[Dataset excerpts]
- - - -
PR #7131, opened 2026-07-29
feat(internal/tool/composer): support local_path in ComposerTool configuration

### LINKED ISSUE #7132: php: one composer install
I still feel it's not right to have two `composer install`.

Can we add an entry in the tool section? We could extend the composer.Install to accept local composer.json, something similar to pip local install: https://github.com/googleapis/librarian/blob/main/internal/tool/pip/pip.go#L41.

_Originally posted by @JoeWang1127 in https://github.com/googleapis/librarian/pull/7122#discussion_r3678409656_

sofisl:
This change adds `local_path` support to the Composer tool configuration (analogous to the pip tool) so that we can support more installation cases (specifically, installing dependencies in the monorepo). This is split out from https://github.com/googleapis/librarian/pull/7122#discussion_r3678409656.

Fixes https://github.com/googleapis/librarian/issues/7132

### DIFF
--- a/internal/tool/composer/composer.go
+++ b/internal/tool/composer/composer.go
@@ -41,6 +41,19 @@ func Install(ctx context.Context, tools []*config.ComposerTool, phpPath, bin str
 		return err
 	}
 	for _, tool := range tools {
+		if tool.LocalPath != "" {
+			absPath, err := filepath.Abs(tool.LocalPath)
+			if err != nil {
+				return fmt.Errorf("failed to resolve absolute path for %s: %w", tool.LocalPath, err)
+			}
+			if _, err := os.Stat(absPath); err != nil {
+				return fmt.Errorf("local composer path not found: %w", err)
+			}
+			if err := command.RunInDir(ctx, absPath, "composer", "install", "--no-interaction", "--prefer-dist"); err != nil {
+				return fmt.Errorf("failed to run composer install: %w", err)
+			}
+			continue
+		}
 		dir, err := fetch.Repo(ctx, tool.Repo, tool.Version, tool.SHA256)
 		if err != nil {
 			return fmt.Errorf("fetching %s: %w", tool.Name, err)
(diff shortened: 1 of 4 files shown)


internal/tool/composer/composer.go
```diff
@@ -90,11 +106,24 @@ func createBinWrapper(wrapperName, content, binDir string) error {
...
-			return fmt.Errorf("%w: composer tool %s", ErrMissingRepo, tool.Name)
+		hasLocal := tool.LocalPath != ""
+		hasRemote := tool.Version != "" || tool.Repo != "" || tool.SHA256 != ""
+		if hasLocal && hasRemote {
+			return fmt.Errorf("%w: cannot specify both local_path and version/repo/sha256: %+v", ErrInvalidTool, tool)
+		}
+		if !hasLocal && !hasRemote {
+			return fmt.Errorf("%w: must specify either local_path or version/repo/sha256: %+v", ErrInvalidTool, tool)
+		}
+		if hasRemote {
```
JoeWang1127, line 128: Do we need to check sha256 for remote tools?

internal/tool/composer/composer.go
```diff
@@ -41,14 +41,30 @@ func Install(ctx context.Context, tools []*config.ComposerTool, phpPath, bin str
 		return err
 	}
 	for _, tool := range tools {
-		dir, err := fetch.Repo(ctx, tool.Repo, tool.Version, tool.SHA256)
-		if err != nil {
-			return fmt.Errorf("fetching %s: %w", tool.Name, err)
+		var dir string
```
JoeWang1127, line 44: How about putting line 44 - 63 to a helper function, e,g, `toolDir`?

internal/tool/composer/composer.go
sofisl: good catch!

internal/tool/composer/composer.go
sofisl: good idea, I think that's still maybe too much for a single function so I just created a localPath helper function to break up the branching logic readability

JoeWang1127 (approved):

PR #7140, opened 2026-07-30
fix(swift): fix sub-module imports

nolanleastin:
Fix incorrect dependency import generation for module. 

Introducing `TargetPackageName` to `codec` and updating `skipDependency()` to evaluate self-imports against the Swift SPM target name. 

yields https://github.com/googleapis/google-cloud-swift/pull/76

### DIFF
--- a/internal/sidekick/swift/codec.go
+++ b/internal/sidekick/swift/codec.go
@@ -267,7 +267,6 @@ func (c *codec) skipDependency(dep *Dependency) bool {
 	// During conversion generation, the raw Protobuf stubs module (c.ModulePath, e.g., "StorageControlProtos")
 	// is already statically imported via internal import statements in the conversion file template.
 	// We skip it dynamically to avoid emitting duplicate "import StorageControlProtos" statements.
-	// if c.Module && dep.Name == c.ModulePath {
 	if c.Module && dep.Name == c.ModulePath {
 		return true
 	}
--- a/internal/sidekick/swift/codec.go
+++ b/internal/sidekick/swift/codec.go
@@ -58,16 +58,16 @@ type codec struct {
 	// contains a single target and module with the same names as the library.
 	LibraryName string
 
-	// TargetPackageName is the PascalCase name of the Swift SPM target/package being built
+	// TargetLibraryName is the PascalCase name of the Swift SPM target/library being built
 	// (e.g. "GoogleCloudSecretManagerV1", "GoogleCloudStorage", or "GoogleCloudWkt").
 	//
-	// We need TargetPackageName to correctly identify self-imports in skipDependency.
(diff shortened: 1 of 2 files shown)


internal/sidekick/swift/codec.go
```diff
@@ -58,6 +58,17 @@ type codec struct {
 	// contains a single target and module with the same names as the library.
 	LibraryName string
 
+	// TargetPackageName is the PascalCase name of the Swift SPM target/package being built
```
coryan: I have been thinking about `GoogleCloudSecretManagerV1` as the product (which happens to be a library) and `google-cloud-secretmanarger-v1` as the package name. Because that is how they appear in the package file:

https://github.com/googleapis/google-cloud-swift/blob/03d3ccd34315804ada422618d6696c73c09d0890/generated/google-cloud-secretmanager-v1/Package.swift#L43

Can you call this `TargetLibraryName`?

coryan: I realize that it is somewhat confusing because `librarian` calls `google-cloud-secretmanager-v1` "a library", but Swift calls it (I think) "a package".

internal/sidekick/swift/codec.go
```diff
@@ -196,12 +207,17 @@ func newCodec(model *api.API, library *config.Library, module *config.SwiftModul
 		result.ModulePath = module.ModulePath
 	}
 
-	if !result.Module {
+	if result.Module {
+		if library != nil && library.Name != "" {
+			result.TargetPackageName = pascalCaseNoMangling(library.Name)
```
coryan: So if we build a module inside `google-cloud-foobar` then this will be `GoogleCloudFoobar` ? Is that what you want or `GoogleCloudFooBar` ?  I think it is fine for storage, but not for something like `google-cloud-bigquery` ?

coryan: This may be a problem to figure out in the future...

coryan (changes requested):
I may be wrong about these things, so please check my math.

internal/sidekick/swift/codec.go
nolanleastin: Yes thank you! I like it your suggestion. Naming is hard.

internal/sidekick/swift/codec.go
nolanleastin: Alright fixed. 

After running `librarian generate --all`, had to make updates to librarian.yaml:

https://github.com/googleapis/google-cloud-swift/pull/76/changes#diff-464bebf2dae71c02c30ec0ece355447da9494ccd906ffd3127e3efb9a7c50fcf

coryan (approved):

PR #7141, opened 2026-07-30
fix(internal/librarian/php): remove --side_loaded_root_dir option in install

### LINKED ISSUE #7000: php(install/generate): remove --side_loaded_root_dir option in install
> What is  "--side_loaded_root_dir" argument and why is it needed? 
> Did a bit digging, looks like this is only needed because we are passing in relative paths for config files
>   • $opts['grpc_service_config'] = "google/cloud/ces/v1/ces_grpc_service_config.json"
>   • $opts['service_yaml'] = "google/cloud/ces/v1/ces_v1.yaml"
> 
> If so we should be able to remove this by:
>   1. Modify generate.go to resolve and pass absolute paths in --gapic_out.
>   2. Modify install.go to remove --side_loaded_root_dir "$GOOGLEAPIS_DIR" from the generated wrapper.sh.
> 
> I will file a followup issue for this. For now, can you add a comment for this argument? 

 _Originally posted by @zhumin8 in [#6941](https://github.com/googleapis/librarian/pull/6941/changes#r3641036785)_

The --side_loaded_root_dir option is used to resolve relative paths of config files (e.g., service.yaml, grpc_service_config.json) when the generator runs in a different working directory than the build execution root.

Since the generator already supports resolving absolute paths when --side_loaded_root_dir is omitted, we can 
     - Update librarian/internal/librarian/php/install.go to remove --side_loaded_root_dir from the generated wrapper.sh.
     - Update librarian/internal/librarian/php/generate.go to pass absolute paths for config files in --gapic_out.

sofisl:
This PR completes the refactoring effort to make the PHP Composer tool installation logic fully generic. 
Now that wrapper script generation is decoupled from the `gapic-generator-php` package name (completed in PR #7156), we can safely remove the hardcoded `--side_loaded_root_dir "$GOOGLEAPIS_DIR"` flag from the bash wrapper script template.  Because the wrapper simply forwards all arguments (`"$@"`), this change makes the PHP wrapper logic completely generic and cleanly reusable for any future Composer tool that specifies an `entrypoint`.

In order to remove the option, we've plumbed the absolute path of the necessary arguments for the generator.

Fixes https://github.com/googleapis/librarian/issues/7000


internal/librarian/php/generate.go
```diff
@@ -276,7 +276,7 @@ func gatherProtos(root string) ([]string, error) {
 	return protos, nil
 }
 
-func gapicOpts(apiMetadata *serviceconfig.API, grpcConfigPath string) []string {
+func gapicOpts(apiMetadata *serviceconfig.API, grpcConfigPath, googleapisDir string) []string {
```
JoeWang1127: Why do we need to modify this function? This seems a unrelated change.

internal/tool/composer/composer.go
```diff
@@ -58,22 +58,28 @@ func Install(ctx context.Context, tools []*config.ComposerTool, phpPath, bin str
...
+		destPath := filepath.Join(dir, "vendor", "bin", wrapperName)
+		if _, err := os.Stat(destPath); err != nil {
+			if !errors.Is(err, os.ErrNotExist) {
+				return fmt.Errorf("failed to stat tool binary %s: %w", destPath, err)
 			}
-		} else {
-			return fmt.Errorf("tool installation for non-generator composer tools is not yet supported")
+			fallbackPath := filepath.Join(dir, "src", "Main.php")
+			if _, err := os.Stat(fallbackPath); err != nil {
+				if errors.Is(err, os.ErrNotExist) {
```
JoeWang1127: How about combining these errors?

internal/librarian/php/generate.go
sofisl: Yes, we need this change because the PHP protoc generation runs from the current working directory (the root of the librarian repository), rather than from inside googleapisDir.

The grpcConfigPath and apiMetadata.ServiceConfig returned by the serviceconfig package are paths relative to googleapisDir. Because of this, the gapic-generator-php plugin won't be able to find the grpc_service_config or service_yaml files unless we use googleapisDir to construct the full, absolute paths before passing them to the generator options.

zhumin8: nit: perhaps pre-calculate abs path and just pass in `filepath.Join(googleapisDir, grpcConfigPath)` and `filepath.Join(googleapisDir, apiMetadata.ServiceConfig)` to gapicOpts?

internal/tool/composer/composer.go
```diff
@@ -58,22 +58,25 @@ func Install(ctx context.Context, tools []*config.ComposerTool, phpPath, bin str
...
-			// TODO(https://github.com/googleapis/librarian/issues/7000): Remove the --side_loaded_root_dir once we pass full paths to generator
-			destPath := filepath.Join(dir, "src", "Main.php")
-			wrapperContent := phpWrapperContent(phpPath, destPath)
-			if err := createBinWrapper(wrapperName, wrapperContent, bin); err != nil {
-				return err
+
+		// Determine the executable entry point. By default, composer tools expose
+		// their binaries in vendor/bin/. Some tools (like gapic-generator-php)
+		// might not publish a bin, so we fallback to src/Main.php if present.
+		destPath := filepath.Join(dir, "vendor", "bin", wrapperName)
```
zhumin8: I am a bit confused on these changes, and if they are related to "remove --side_loaded_root_dir option"? 
It looks like a behavior change to support the previous unsupported case "tool installation for non-generator composer tools"? I might be missing context, can you please explain why this is necessary in the description, or if un-related, can you separate out to another PR?

sofisl: Since we are removing the side_loaded_root_dir, it practically eliminates all "special-casing" of the generator, which means we can remove the `if wrapperName` branch. The only piece of logic that is different is whether we're using Main.php or the vendor directory as the wrapper, so that's where we have a fallback path.

internal/librarian/php/generate.go
sofisl: Done, created a separate function to precalculate.

internal/tool/composer/composer.go
zhumin8: I don't oppose the change. 
But I think it's a behavior change that worth mention in PR and be discussed (or separated to a followup to be focused). 
We are supporting `vendor/bin` dir which I suppose is the default? But we don't have a use case for it? I may have missed it, but seems we also don't have a test for this case?

sofisl: Actually, you're right that we still have no need to support vendor/bin. I just removed it, but also removed the special case-ing of the generator. Instead I added an error message that basically says hey, not found, I only looked in main.php, and a comment that basically this is still only supporting the generator. If we ever want to support another composer tool, we'll need to change this.

zhumin8 (approved):

sofisl:
In thinking more about this, i'm not sure how this will work with #7122 if we change the branching logic. To me it seems quite ugly to say if google-cloud-php/dev, then continue, else if generator, look in main.php, else fail. In talking to Jetski it recommended an Entrypoint option which I kind of like. I'll discuss with @JoeWang1127 on Monday.

internal/librarian/php/generate.go
```diff
@@ -284,7 +289,14 @@ func gatherProtos(root string) ([]string, error) {
 	return protos, nil
 }
 
-func gapicOpts(apiMetadata *serviceconfig.API, grpcConfigPath string) []string {
+func absConfigPath(baseDir, configPath string) string {
+	if configPath == "" {
+		return ""
+	}
+	return filepath.Join(baseDir, configPath)
```
JoeWang1127: Do you want to use filepath.Abs to make sure the returned path is indeed an absolute one?

sofisl: TIL, thank you!

JoeWang1127 (approved):

internal/tool/composer/composer.go
sofisl: Ok did a bunch of refactoring (mostly listed in https://github.com/googleapis/librarian/pull/7156#issue-5033986650) and also removed the vendor/bin support (since we don't have an active use case). Thanks for thinking through this!

PR #31, opened 2017-11-19
Fix missing ConstantPad

azupanc:
Replaced ConstantPad with AddPading. The former was removed in b1ba89663c16f81ae33220319d08a4f87988eb94 when opencv replaced PIL.


yanneta:
I will let @jph00 look at it.

jph00:
Thanks for the fix! BTW AddPadding does reflection padding by default, which could change your existing models. You can add a flag to get constant padding again.

PR #34, opened 2017-11-21
Bug: get_cv_idxs error when val_pct > 0.3

sampathweb:
`get_cv_idxs` returns empty list when `val_pct` specified is > 0.25.  This is because of the `cv_idx` parameter is defaulted to 4.  More details - http://forums.fast.ai/t/understanding-get-val-idxs/8148

Fix is based on suggestion by Adrian Galdran in the same forum post.

Testing:
Current Status:
screen shot 2017-11-21 at 11 50 45 am

Fix:
screen shot 2017-11-21 at 11 47 47 am

### DIFF
--- a/fastai/dataset.py
+++ b/fastai/dataset.py
@@ -5,12 +5,15 @@ from .transforms import *
 from .layer_optimizer import *
 from .dataloader import DataLoader
 
-def get_cv_idxs(n, cv_idx=4, val_pct=0.2, seed=42):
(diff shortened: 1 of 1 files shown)


yanneta:
What about a default of cv_idx=0 instead. Would that solve the problem?

sampathweb:
@yanneta - Yes, that totally works.  I also updated the pull request.  It's just a change to the Default value for the function.

Testing:
screen shot 2017-11-21 at 2 09 12 pm

PR #35, opened 2017-11-22
added doc for mapper

AdityaSoni19031997:
Need to add the return type of mapper also..
But was not sure whether it's a dict or a list or something else..

### DIFF
--- a/fastai/structured.py
+++ b/fastai/structured.py
@@ -326,6 +326,7 @@ def scale_vars(df, mapper):
 
 def proc_df(df, y_fld, skip_flds=None, do_scale=False, na_dict=None,
             preproc_fn=None, max_n_cat=None, subset=None, mapper=None):
+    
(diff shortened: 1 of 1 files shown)


jph00:
Your docs aren't quite right. Try running the code and make sure you understand how it works. You'll be able to see the exact return type too.

Basically the idea is: when training, you don't pass in a mapper, but one gets calculated, containing the means and standard deviations of the continuous variables in the training set. Then, for the test set, you pass in that mapper, so that you scale the test set in the same way.

AdityaSoni19031997:
updated

AdityaSoni19031997:
https://stackoverflow.com/a/40352356

AdityaSoni19031997:
The DataFrameMapper transformation tuple describes which columns should be run through the transformation.

AdityaSoni19031997:
edited again..

PR #36, opened 2017-11-22
Aditya soni19031997 patch 2

AdityaSoni19031997:
Added doc support for mapper and an example from sklearn docs


AdityaSoni19031997:
Tried to correct it further

PR #37, opened 2017-11-23
Added ability to create LanguageModelData objects from DataFrames

ohmeow:
Added ability to create LanguageModelData objects from DataFrames.

It works just like LanguageModelData except that you pass in DataFrames to be used for train, validation, and test datasets and the column name for where the text data is.  I've already tested against the "spooky author" kaggle comp as such:

```
dfs = dict(train_df=train_df_sample, val_df=train_df_sample, test_df=test_df_sample)
md = LanguageModelDataFromDataFrames(TEXT, 'text', **dfs, bs=bs, bptt=bptt, min_freq=10)

md.trn_dl.n, md.nt, len(md.trn_ds), len(md.trn_ds[0].text)
```
Using DataFrames means that this feature can support a bunch more formats (anything that can be massaged into a DataFrame) and its super trivial to create sample datasets on the fly for testing.


ohmeow:
This is going to break some things, but I think the LanguageModelData will be better for it.

Updated so that it can be created from text files or dataframes.

PR #45, opened 2017-11-28
Add the updates to plot the most uncertains

alessaww:
Feature Request: http://forums.fast.ai/t/understanding-softmax-probabilities-output-on-a-multi-class-classification-problem/8194/18

ImageModelResults class is used for Visualizing the results of an image model: 
1. Plot most correct examples
2. Plot most incorrect examples
3. Plot most uncertain examples

**Before** there was no class, but only some functions written to handle just 2 classes problems:
1. Plot the most correct cats
image
2. Plot the most incorrect cats
image
3. Plot the most uncertain, both cats and dogs
image

**Now** we instantiate an object as following `imr = ImageModelResults(data.val_ds, log_preds)` 
We exemplify by using the dataset from kaggle `the-nature-conservancy-fisheries-monitoring_sample` which has 8 classes
1. Plot the most correct images from class 0
2. Plot the most incorrect images from class 0
3. Plot the most uncertain images from class 0
image

### DIFF
--- a/fastai/plots.py
+++ b/fastai/plots.py
@@ -87,6 +87,7 @@ class ImageModelResults():
         self.ds = ds
         self.preds = np.argmax(log_preds, axis=1)
         self.probs = np.exp(log_preds)
+        self.num_classes = log_preds.shape[1]
 
     def plot_val_with_title(self, idxs, y):
         imgs = np.stack([self.ds[x][0] for x in idxs])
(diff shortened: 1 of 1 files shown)


yanneta:
The docstrings look weird. Here are two examples.

http://sphinxcontrib-napoleon.readthedocs.io/en/latest/example_google.html
http://docs.python-guide.org/en/latest/writing/documentation/

alessaww:
Thanks for your reply!
I will update it with the right docstrings.
+ the updates to plot the most uncertain examples by class. Because now it is displaying the most uncertain examples from all classes.

PR #46, opened 2017-11-28
Implementation of AdamW/SGDW paper in fastai

anandsaha:
Paper: https://arxiv.org/abs/1711.05101
Code associated with paper: https://github.com/loshchil/AdamW-and-SGDW/

On CIFAR10 with resnet152 compared in the notebook adamw-sgdw-demo.ipynb (see the last graph). Also available here:
https://github.com/anandsaha/fastai.part1.v2/blob/master/courses/dl1/adamw-sgdw-demo.ipynb 

I looked at the regularizer we use in the language model - there we are creating a new layer in the RNN model. That approach I thought won't fit in the Adam model. Here we are using a callback called 'WeightDecaySchedule()' to apply the weight decay. Let me know what you think.

Observations:
- wds=0.025 or below seems to give good results
- Got good results in the above notebook
- I compared SGDM with SGDW on lesson1.ipynb: SGDW had lower loss, but SGDM had slightly higher accuracy (only 3 cycles though)
- I tried to beat the results of lesson1-rxt50.ipynb (Dogs v Cats super-charged!), but could not till now. More experimentation needed. 

Usages:

Same value
```
lr=0.01
wds=0.025
learn.fit(lr, 1, wds=wds, use_wd_sched=True)
```
Differential
```
lr=[0.001, 0.01, 0.1]
wds=[0.0025, 0.025, 0.25]
learn.fit(lr, 1, wds=wds, use_wd_sched=True)
```


anandsaha:
Fixing the conflict

sampathweb:
@anandsaha - There's still a conflict

anandsaha:
A note on performance: I tried to compare performance with and without the weight decay. I considered two factors:

a) In `on_batch_begin()`, I needed to make a copy of `param_groups`. This is because we need this in 'on_batch_end()' when the optimizer would have changed the weights already. If we have 5 million parameters, then the size of `param_groups` would be approximately 40MB.

b) In `on_batch_end()`, I am applying the decay, where-in we have a loop. This will loop as many times as the number of layers. This does not add to the complexity of the algorithm.

Both the operations being vectorized and happening in GPU, I did not find any slowdown in performance.

jph00:
Wow this is genius :) Can you confirm:

- Without this enabled, the existing lessons work as before
- Weight decay with this method is effectively regularizing an over-fitting model

anandsaha:
Sure, @jph00, I will run all the notebooks and report back.

For checking overfitting, I believe the criteria to check would be if validation loss is decreasing hand-in-hand with training loss, right? I will create 4 FC layers of 1024 dim to over-fit the model. Would you suggest something else?

jph00:
I guess start with a model that over-fits, then add more and more weight decay, and you should see the training loss after a few epochs gets worse, and validation gets better. e.g. use a resnet 50 with no dropout on dogs v cats and unfreeze all layers.

anandsaha:
Hi @jph00 here is an update on the weight decaying and regularization.

With a resnet50, I switched off dropout, `unfreeze`ed all layers and added two FC layers to help overfit. First I overfitted with 8/12 epochs, then introduced weight decay for 8/12 epochs. Results are below. 

I could overfit better with Cifat10, somehow.

I also wanted to find out how does Adam and AdamW compare when doing the regularization. I did it on Cifar10 below. AdamW could recover better.

For the loss part during weight decay, I did not see training loss getting any worst than validation loss - but both were going down (almost) uniformly and the accuracy improving.

I have updated the `adamw-sgdw-demo.ipynb` notebook where these were run. 

In the meantime, I am running the other notebooks without enabling weight decay to check for regression. Should be done by tomorrow.

### Cats And Dogs (AdamW)
[](https://postimg.org/image/l6w01hoff/)

### Cifar 10 (AdamW)
[](https://postimg.org/image/ran7w2fhn/)

### Cifar 10 (Adam)
[](https://postimg.org/image/6qidxn4wb/)

PR #47, opened 2017-11-28
added some docs around the Learner object

apiltamang:


yanneta:
The docstrings look weird. Here are two examples.

http://sphinxcontrib-napoleon.readthedocs.io/en/latest/example_google.html
http://docs.python-guide.org/en/latest/writing/documentation/

PR #49, opened 2017-11-29
CollabFilterClassifier

lrajlich:
Made a stab at the classifier challenge jeremy suggested in lecture on monday night. My understanding is that for a classifier the differences we need are `F.cross_entropy` instead of `F.mse` for calculating loss and to use `F.sigmoid` directly to calculate the activations. 

Looking at the `EmbeddingDotBias`, the activations look like they should evaluate to sigmoid without any code change if your input is all 0 or 1.

Ran through movie lens database and got a loss of .2. 
https://github.com/lrajlich/fastai/blob/CollabFilterClassifier-notebook/courses/dl1/lesson5-movielens.ipynb

Let me know if this is correct or point me in the right direction if I'm off.

If this is right, don't merge right away, I want to validate the input that the ratings are all 0 or 1 (otherwise I assume the model won't work properly).

### DIFF
--- a/fastai/column_data.py
+++ b/fastai/column_data.py
@@ -192,21 +192,5 @@ class CollabFilterLearner(Learner):
         super().__init__(data, models, **kwargs)
         self.crit = F.mse_loss if is_reg else F.binary_cross_entropy
 
-
-# class CollabFilterClassifierLearner(Learner):
-#     def __init__(self, data, models, **kwargs):
-#         super().__init__(data, models, **kwargs)
-#         self.crit = F.cross_entropy
-
-# class CollabFilterClassifierDataset(CollabFilterDataset):
-#     def __init__(self, path, user_col, item_col, ratings):
-#         super().__init__(path, user_col, item_col, ratings)
-#         # TODO VALIDATE ratings are all 0 or 1
-#
-#     # I did not override get_model or modify EmbeddingDotBias since it will evaluate to F.sigmoid as is
-#
-#     def get_learner(self, n_factors, val_idxs, bs, **kwargs):
-#         return CollabFilterLearner(self.get_data(val_idxs, bs), self.get_model(n_factors), **kwargs)
-
 class CollabFilterModel(BasicModel):
     def get_layer_groups(self): return self.model
--- a/fastai/column_data.py
+++ b/fastai/column_data.py
@@ -129,8 +129,8 @@ class StructuredModel(BasicModel):
 
 
 class CollabFilterDataset(Dataset):
-    def __init__(self, path, user_col, item_col, ratings):
-        self.ratings,self.path = ratings.values.astype(np.float32),path
+    def __init__(self, path, user_col, item_col, ratings, is_reg=True):
+        self.ratings,self.path = ratings.values.astype(np.float32),path,is_reg
         self.n = len(ratings)
         (self.users,self.user2idx,self.user_col,self.n_users) = self.proc_col(user_col)
         (self.items,self.item2idx,self.item_col,self.n_items) = self.proc_col(item_col)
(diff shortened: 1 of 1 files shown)


yanneta:
You can look at how this is handled in convolutional networks. We just pass an argument instead of writing a new class.

lrajlich:
@yanneta sounds good, I assume you mean to accept an `is_reg` parameter similar to https://github.com/fastai/fastai/blob/master/fastai/conv_learner.py#L23., which I'll have default as `true` to preserve existing usage. Let me know otherwise. I'll also modify the model activation function so that the model will work with classes other than just `0` and `1`, similarly to ConvLearner.

yanneta:
Yes!

jph00:
@lrajlich are you planning to update this PR with @yanneta 's suggestion?

lrajlich:
yes, I haven't had a chance to work on it until today, I'm running into some issues which I'm still resolving but I should have something in a day or two.

lrajlich:
I had a chance to update the PR. The amount of places where `is_reg` has to be passed around is too high in my opinion, which can be resolved by modifying `PassThruDataset`. A more long winded way to explain it is that in ConvLearner is_reg is determined via `data.test_ds.is_reg`; however, with `CollabFilterDataset` the test_ds is a `PassThruDataset` and thus does not have the `is_reg` property on it, so I've had to pass it around. Modifying the `PassThruDataset` to try to make it inherit `BaseDataset` will resolve this issue, which I don't think will be too crazy.

More pertinently, I was seeing issues with `F.cross_entropy`... it expects a rank 2 or rank 4 tensor - the rank 2 seems obvious to me (it's a probability for each class, across each item in the test dataset), rank 4, not so much. The model in this case spits out a rank 1 tensor. It appears that ConvLearner uses `F.binary_cross_entropy` which works with arbitrary sized input and I was able to have the code run here using that. HOWEVER, in ConvLearner, the model is generating a prediction for each class, whereas the model in this case is only generating a single prediction... In order to appropriately build a classifier here, I believe the model would need to be changed to generate a vector of predictions for each class, is this correct? It's not immediately clear to me how to change the model for this. Any guidance on this would be appreciated and I'm interested to tackle the problem.

Test notebook is here: https://github.com/lrajlich/fastai/blob/CollabFilterLearner-is_reg-notebook/courses/dl1/lesson5-movielens_copy.ipynb

jph00:
I agree - that's a lot of places! Any thoughts on how to simplify?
- - - -
→ How to complete this task: Where a line of the records has the string "posted", return that line.

→ Solution to this exercise:
_Originally posted by @JoeWang1127 in https://github.com/googleapis/librarian/pull/7122#discussion_r3678409656_
 _Originally posted by @zhumin8 in [#6941](https://github.com/googleapis/librarian/pull/6941/changes#r3641036785)_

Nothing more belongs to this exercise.